Sie sind hier: Home > Finanzen > Börse > News > Eigene >

Argentiniens Weg aus dem Staatsbankrott


Vom Staatsbankrott zum Boom: Argentinien tanzt wieder

28.06.2011, 16:27 Uhr | dpa, mash, t-online.de, dpa

Argentiniens Weg aus dem Staatsbankrott. In Argentinien wird wieder fleißig gebaut, die Wirtschaft läuft gut (Foto: imago)

In Argentinien wird wieder fleißig gebaut, die Wirtschaft läuft gut (Foto: imago)

Vor knapp zehn Jahren stand Argentinien vor dem Staatsbankrott. Die Auslandsschulden von damals umgerechnet 169 Milliarden Euro konnten Ende 2001 nicht mehr bedient werden, in zwei Wochen lösten sich vier Staatschefs nacheinander im Amt ab, Arbeitslosigkeit und Proteste erreichten ein kritisches Niveau. Inzwischen geht es in Argentinien mit fast chinesischem Tempo voran - trotz noch nicht ganz abgeschlossener Umschuldung. Ein Vorbild für Griechenland?

Der Internationale Währungsfonds (IWF) hatte Argentinien 2000 rund 20 Milliarden Dollar zugesagt, um die Wirtschaft inmitten einer längeren Rezession zu "panzern" - verknüpft mit strengen Sparauflagen. Das hohe Haushaltsdefizit und eine steigende Kapitalflucht durchlöcherten diesen Schild jedoch schon bald. Die Regierung fror im November 2001 die Bankkonten von Millionen Bürgern ein, als der IWF eine Kredittranche von 1,2 Milliarden Dollar verweigerte, weil die zugesagten Sparziele nicht erreicht worden waren.

Tote und Verletzte in Buenos Aires

Die Bevölkerung ging auf die Straße, blockierte Bankfilialen und manche plünderten auch gleich Supermärkte und andere Geschäfte. In Buenos Aires gab es Tote und Verletzte, als die Polizei gegen Demonstranten vorging. Als die Situation gänzlich außer Kontrolle geriet, flüchtete Präsident Fernando de la Rúa am 20. Dezember 2001 per Hubschrauber aus dem Regierungsgebäude, nachdem er noch schnell seinen Rücktritt eingereicht hatte.
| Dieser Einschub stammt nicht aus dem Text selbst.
Issue #1341, opened 2023-11-28
[Feature Request] Function Calling in OpenAI API


t-dettling:
## 🚀 Feature
Add ability to pass function to model on supported LLMs

## Motivation

With the ChatGPT API you can pass a list of functions to the model, and some models that can be self-hosted require this to function properly, for example: https://huggingface.co/gorilla-llm/gorilla-openfunctions-v1
This would allowe the functions parameter to be used with the models that support them allowing for code calling to work.

## Additional context

```python
import openai


def get_gorilla_response(prompt="Call me an Uber ride type \"Plus\" in Berkeley at zipcode 94704 in 10 minutes",
                         model="gorilla-openfunctions-v0", functions=[]):
    openai.api_key = "EMPTY"
    openai.api_base = "http://192.168.30.27:8000/v1"
    try:
        completion = openai.ChatCompletion.create(
            model="gorilla-openfunctions-v1-q4f32_0",
            temperature=0.0,
            messages=[{"role": "user", "content": prompt}],
            functions=functions,
        )
        return completion.choices[0].message.content
    except Exception as e:
        print(e, model, prompt)


query = "Call me an Uber ride type \"Plus\" in Berkeley at zipcode 94704 in 10 minutes"
functions = [
    {
        "name": "Uber Carpool",
        "api_name": "uber.ride",
        "description": "Find suitable ride for customers given the location, type of ride, and the amount of time the customer is willing to wait as parameters",
        "parameters": [{"name": "loc", "description": "location of the starting place of the uber ride"},
                       {"name": "type", "enum": ["plus", "comfort", "black"],
                        "description": "types of uber ride user is ordering"},
                       {"name": "time", "description": "the amount of time in minutes the customer is willing to wait"}]
    }
]

for i in range(10):
    resp = get_gorilla_response(query, functions=functions)
    print(resp)
print("Done!")
```

This is example code that would use the feature shown above. Currently the endpoint listed in the code is a MLC chat rest endpoint with the gorilla model, but because the model is not actually getting the functions that it can call, it is producing bad output, effectively making gorilla not work with MLC even though it functions and does try to return a function call: `call_me_uber_ride_type("Plus", Berkeley, zipcode=94704, duration=10)`

Kartik14:
@t-dettling Thank you for bringing this up. We will look into add function calling support to rest API for MLC.

MasterJH5574:
[...]

PR #1378, opened 2023-12-04
[REST] OpenAI Rest API compatible function calling

Kartik14:
This PR adds rest API function calling feature. As per the open AI documentation, the recipe for function api calling is as follows:

> The basic sequence of steps for function calling is as follows:
> 
> - Call the model with the user query and a set of functions defined in the [functions parameter](https://platform.openai.com/docs/api-reference/chat/create#chat/create-functions).
> - The model can choose to call one or more functions; if so, the content will be a stringified JSON object adhering to your custom schema (note: the model may hallucinate parameters).
> - Parse the string into JSON in your code, and call your function with the provided arguments if they exist.
> - Call the model again by appending the function response as a new message, and let the model summarize the results back to the user.

Example:

```python
# test_function_calling
tools = [
    {
        "type": "function",
        "function": {
            "name": "get_current_weather",
            "description": "Get the current weather in a given location",
            "parameters": {
                "type": "object",
                "properties": {
                    "location": {
                        "type": "string",
                        "description": "The city and state, e.g. San Francisco, CA",
                    },
                    "unit": {"type": "string", "enum": ["celsius", "fahrenheit"]},
                },
                "required": ["location"],
            },
        },
    }
]

payload = {
    "model": "gorilla-openfunctions-v1-q4f16_1",
    "messages": [
        {
            "role": "user",
            "content": "What is the current weather in Pittsburgh and tokyo?",
        },
    ],
    "stream": False,
    "temperature": 0.7,
    "tools": tools,
}
r = requests.post("http://127.0.0.1:8000/v1/chat/completions", json=payload)
print(f"Without streaming:\n{r.json()['choices'][0]['message']['tool_calls']}\n")
```

Expected output:
```
[
  {
    "id": "call_y5dfxRxkPvedCUmpfYB7Ur",
    "type": "function",
    "function": {
      "name": "get_current_weather",
      "arguments": {
        "location": "Pittsburgh,PA"
      }
    }
  },
  {
    "id": "call_VFdQdLHUWnw5MewjNFmzzh",
    "type": "function",
    "function": {
      "name": "get_current_weather",
      "arguments": {
        "location": "Tokyo,JP"
      }
    }
  }
]
```

References:
- [OpenAI API reference](https://platform.openai.com/docs/api-reference/chat/create?lang=python)
- [Cookbook examples](https://cookbook.openai.com/examples/how_to_call_functions_with_chat_models)
- #1341 

Comments:

The model `gorilla-openfunctions-v1-q4f16_1` is a bit unstable. For example, changing order of functions leads to different outcomes. Also currently, the function calling assumes that all the api parameters are names parameters which the model does not always respect.

### DIFF
--- a/python/mlc_chat/rest.py
+++ b/python/mlc_chat/rest.py
@@ -276,7 +276,6 @@ async def request_chat_completion(request: ChatCompletionRequest):
     session["chat_mod"].reset_chat()  # Reset previous history, KV cache, etc.
 
     use_function_call = function_call_util(request)
-    print("Request message after function call util", request.messages)
 
     if request.stream:
         session["chat_mod"]._prefill(  # pylint: disable=protected-access
--- a/python/mlc_chat/rest.py
+++ b/python/mlc_chat/rest.py
@@ -1,9 +1,11 @@
 # pylint: disable=missing-docstring,fixme,import-error
 import argparse
+import ast
 import asyncio
 import dataclasses
+import json
 from contextlib import asynccontextmanager
-from typing import Dict
+from typing import Dict, List
 
 import numpy as np
 import uvicorn
@@ -30,6 +32,8 @@ from .interface.openai_api import (
     DeltaMessage,
     EmbeddingsRequest,
     EmbeddingsResponse,
+    ToolCalls,
+    ToolChoice,
     UsageInfo,
     VisualStudioCodeCompletionRequest,
     VisualStudioCodeCompletionResponse,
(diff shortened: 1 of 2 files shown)


python/mlc_chat/rest.py
```diff
@@ -180,6 +184,69 @@ async def __anext__(self):
         raise StopAsyncIteration
 
 
+def add_function_call(prompt: List[ChatMessage], function_string: str):
+    # update content of the last input message to include function string
+    user_query = prompt[-1].content
+    prompt[-1].content = f"<<question>> {user_query} <<function>> {function_string}\n"
```
MasterJH5574, line 190: Read a bit, looks like the `<<question>>` `<<function>>` here are specific to the gorilla model. This indicates that we may need to extend the conversation protocol to incorporate how user queries interact with functions.

cc @tqchen

MasterJH5574 (commented):
Thank you @Kartik14 for the great work! Left a few comments here.

MasterJH5574:
Besides, I noted that the gorilla model uses `USER: `/`ASSISTANT: ` as the conversation template https://github.com/ShishirPatil/gorilla/tree/fcceefe5c5c8beb25ee28f80331d26d8946ad294/openfunctions#running-openfunctions-locally. We need to make sure to use the correct template when compiling this model and uploading the pre-built gorilla models to HF.

python/mlc_chat/rest.py
tqchen: let us survey a few other models that support function call, then update template.

python/mlc_chat/rest.py
```diff
@@ -208,6 +275,9 @@ async def request_chat_completion(request: ChatCompletionRequest):
 
     session["chat_mod"].reset_chat()  # Reset previous history, KV cache, etc.
 
+    use_function_call = function_call_util(request)
+    print("Request message after function call util", request.messages)
```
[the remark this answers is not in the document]
Kartik14: Removed it.

t-dettling:
@Kartik14 This is really great work, thank you for your work on that!

t-dettling:
> Besides, I noted that the gorilla model uses `USER: `/`ASSISTANT: ` as the conversation template https://github.com/ShishirPatil/gorilla/tree/fcceefe5c5c8beb25ee28f80331d26d8946ad294/openfunctions#running-openfunctions-locally. We need to make sure to use the correct template when compiling this model and uploading the pre-built gorilla models to HF.

If I want to compile a model locally, how can I also make sure that I am using the right template? Is there a way that I can specify or edit the template before I compile a model?

PR #1380, opened 2023-12-04
[SLM] cublas dispatch 

jinhongyii:
add a pass that dispatch to cublas

### DIFF
--- a/python/mlc_chat/compiler_pass/pipeline.py
+++ b/python/mlc_chat/compiler_pass/pipeline.py
@@ -12,13 +12,13 @@ from mlc_chat.support import logging
 
 from .attach_to_ir_module import AttachAdditionalPrimFuncs, AttachVariableBounds
 from .clean_up_tir_attrs import CleanUpTIRAttrs
+from .cublas_dispatch import CublasDispatch
 from .estimate_memory_usage import AttachMetadataWithMemoryUsage
 from .fuse_dequantize_matmul_ewise import FuseDequantizeMatmulEwise
 from .fuse_dequantize_take import FuseDequantizeTake
 from .fuse_dequantize_transpose import FuseDequantizeTranspose
 from .fuse_transpose_matmul import FuseTransposeMatmul
 from .lift_global_buffer_alloc import LiftTIRGlobalBufferAlloc
-from .cublas_dispatch import CublasDispatch
 
 logger = logging.getLogger(__name__)
 
@@ -58,7 +58,7 @@ class _DebugDump:  # pylint: disable=too-few-public-methods
 
 @register_pipeline("mlc_llm")
 def _mlc_llm_pipeline(  # pylint: disable=too-many-arguments
-    opt: "OptimizationFlags",
+    cublas_gemm: bool,
     variable_bounds: Dict[str, int] = None,
     additional_tirs: Dict[str, tvm.tir.PrimFunc] = None,
     metadata: Dict[str, Any] = None,
@@ -82,7 +82,7 @@ def _mlc_llm_pipeline(  # pylint: disable=too-many-arguments
                 # Phase 1. Passes on high-level operator graph
                 _LogProgress("Running TVM Relax graph-level optimizations"),
                 FuseDequantizeTranspose(skip_gemm=skip_gemm),
-                CublasDispatch() if opt.cublas_gemm else tvm.transform.Sequential([]),
+                CublasDispatch() if cublas_gemm else tvm.transform.Sequential([]),
                 FuseTransposeMatmul(),
                 _DebugDump("debug-phase1.py", debug_dump, show_meta=False),
                 # Phase 2. Lowering to TIR, inherited TVM Relax's official "zero" pipeline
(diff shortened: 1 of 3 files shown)


jinhongyii:
cc: @junrushao @tqchen

python/mlc_chat/compiler/compiler_pass/library_dispatch.py
```diff
@@ -0,0 +1,121 @@
...
+
+        if (
+            has_cublas
+            and self.args.quantization.name in ("q0f16", "q0f32")
+            and not self.args.opt.cublas_gemm
+        ):
+            patterns += get_patterns_with_prefix("cublas")
+
+        if len(patterns) > 0:
+            os.makedirs("./tmp", exist_ok=True)
```
junrushao, line 92: You may instead use `nn.SourceModule` whenever possible, which automatically handles nvcc, ccache, etc. CC @cyx-6

python/mlc_chat/compiler/compiler_pass/library_dispatch.py
```diff
@@ -0,0 +1,121 @@
...
+
+            major, minor = parse_compute_version(tvm.cuda(0).compute_version)
+
+            if major == 8:
+                sm = 80
+            else:
+                sm = 10 * major + minor
```
junrushao, line 99: We have to deal with cases where sm is not 7x or 8x (e.g. 6x or H100 which is sm_90)

python/mlc_chat/compiler/compiler_pass/library_dispatch.py
```diff
@@ -0,0 +1,121 @@
...
+                func = rewrite_call(pattern, callback, func)
+            new_module[gvar] = func
+
+        return tvm.IRModule(new_module, mod.type_definitions, mod.attrs, mod.global_infos)
+
+    return ir_module_transform
+
+
+@tvm.transform.module_pass(opt_level=0, name="LibraryDispatch")
+class LibraryDispatch:  # pylint: disable=too-few-public-methods
```
junrushao, line 58: Decouple this into cuBLAS dispatch and cutlass dispatch

python/mlc_chat/compiler/compiler_pass/cublas_dispatch.py
```diff
@@ -0,0 +1,47 @@
...
+        if self.args.target.kind.name != "cuda":
+            return mod
+
+        patterns = []
+
+        has_cublas = tvm.get_global_func("relax.ext.cublas", True)
+
+        if (
+            has_cublas
+            and self.args.quantization.name in ("q0f16", "q0f32")
```
junrushao, line 28: curious why it's only enabled for fp16 or fp32? even for w4a16, when attention is not offloaded, there are batched gemvs that cublas supports

python/mlc_chat/compiler/compiler_pass/pipeline.py
```diff
@@ -5,13 +5,15 @@
 from tvm.relax import register_pipeline  # pylint: disable=no-name-in-module
 
 from ...support import logging
+from ..compile import CompileArgs
```
junrushao, line 8: I'm not sure if it's gonna be cyclic dependency

junrushao: Let's instead do this: in `compile.py`, we check if we really needs cublas dispatch using the following condition:
- `opt.cublas_gemm` is True
- `target.kind` is "cuda"
- `quantization` is `q0f16` or `q0f32`

If all of the above are True, pass in a flag `enable_cublas_gemm` which enables a pass called `CublasGemmDispatch(enabled=enable_cublas_gemm)`, which throws an error if `relax.ext.cublas` is not True.

jinhongyii: no it won't be cyclic dependency

jinhongyii: I want to hide the logic of whether to apply a pass inside the compiler pass file to keep other files simple. Other pass may also rely on `args`.

junrushao: The principle I'd love to keep here is to keep the compilation pipeline as independent as possible so that it could be used standalone in any projects. Imagine the usecase below:

```python
import mlc_chat.compiler

mod, ... = MyOwnLLM().export_tvm(...)
relax.build(mod, pipeline="mlc_llm", ...)
```

It can even be a single file that simply invokes our compilation pipeline, without knowing what exactly MLC LLM does.

Based on this principle, it would be the best to do our best to decouple. The proposal above, i.e. consolidate flag updates inside the dataclass `OptimizationFlags`, isn't that bad, compared with the existing implementation, because 1) `OptimizationFlags` does seem to be the place that collectively stores correct optimization flags, which is actually printed out on screen for users to better debug; 2) it doesn't really add lines of code or any implementation complexity; 3) and it helps with decoupling

python/mlc_chat/compiler_pass/pipeline.py
```diff
@@ -57,6 +58,7 @@ def transform_module(self, mod: IRModule, _ctx: tvm.transform.PassContext) -> IR
 
 @register_pipeline("mlc_llm")
 def _mlc_llm_pipeline(  # pylint: disable=too-many-arguments
+    opt: "OptimizationFlags",
```
junrushao, line 61:
```suggestion
    cublas_gemm: bool,
```

junrushao (approved):
LGTM!

PR #1044, opened 2022-06-10
community_links: make community_how_to adjustable

stephanlachnit:
This changes "You can find out how to contribute to these docs in our" on the Community Page to "You can find out how to contribute to {{ .Site.Title }} in our".

This make much more sense IMHO, since the right side is about the project, not the docs of the project. See for example the Docsy page itself (https://www.docsy.dev/community/): the contribution guidelines also refer to the chapter "How to contribute to Docsy" and not just "How to contribute to Docsy's documentation".

I also adjusted the translation for all the languages I'm able to understand.


LisaFC:
This is a great call, thanks! I just added a few missing "to"s in your updates, otherwise looks great.

PR #1050, opened 2022-06-15
Loading lunr.js is not critical for page rendering and can be deferred

fekete-robert:


LisaFC:
@tekezo do you want to take this one?

tekezo:
Thank you!
It's good to defer loading `lunr.js`.

I have one point of concern.
`offline-search.js` depends `lunr.js`, it requires lunr is ready when DOMContentLoaded.
If the async attribute is specified, this preparation may not be completed in time.
So, I think it's better to remove `async` attribute.

```diff
- <script
+ <script defer
```

fekete-robert:
Many thanks for the review, I've updated the PR

tekezo:
LGTM 👍

LisaFC:
Thanks for this!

Peso um 65 Prozent abgewertet

Am 24. Dezember erklärte Interimspräsident Adolfo Rodríguez Sáa dann die Zahlungsunfähigkeit Argentiniens gegenüber den Gläubigern des Landes und dekretierte zugleich eine Abwertung von 65 Prozent des Peso, der zehn Jahre gesetzlich dem Dollar gleichgestellt gewesen war. So stieg auch der prozentuale Anteil der Auslandsschuld am Bruttoinlandsprodukt von vorher 50 Prozent auf mehr als 100 Prozent. Durch die Abwertung konnten die Argentinier billiger exportieren und konkurrenzfähigere Preise auf dem Weltmarkt erzielen.

Auf Griechenland übertragen hieße dies die Abkehr vom Euro und die Wiedereinführung einer eigenen Währung. Der entscheidende Unterschied: Argentinien konnte dies ohne Abstimmung mit anderen Ländern entscheiden.

Ein Jahr nach dem Einbruch begann der Aufschwung

Im Jahr 2002 brach das BIP des Landes noch heftig ein, um etwa elf Prozent. Ein Jahr später begann dann aber der Aufschwung, der bis heute anhält. Zusätzlichen Schub bekam die Erholung durch eine Umschuldung im Januar 2005. Die Gläubiger mussten einen "Haircut" über sich ergehen lassen: Der Kapitalschnitt betrug im Durchschnitt 50 Prozent. Die Anleihen-Inhaber bekamen also nur die Hälfte des Geldes zurück, das sie dem Staat geliehen hatten - und Argentinien reduzierte seien Schulden erheblich.

Der 2003 gewählte und im vergangenen Jahr gestorbene Präsident Néstor Kirchner versuchte, das internationale Vertrauen langsam wiederzugewinnen. Dieser Prozess ist aber auch heute zum Ablauf der ersten Amtszeit seiner Nachfolgerin und Witwe Cristina Fernández de Kirchner nicht abgeschlossen.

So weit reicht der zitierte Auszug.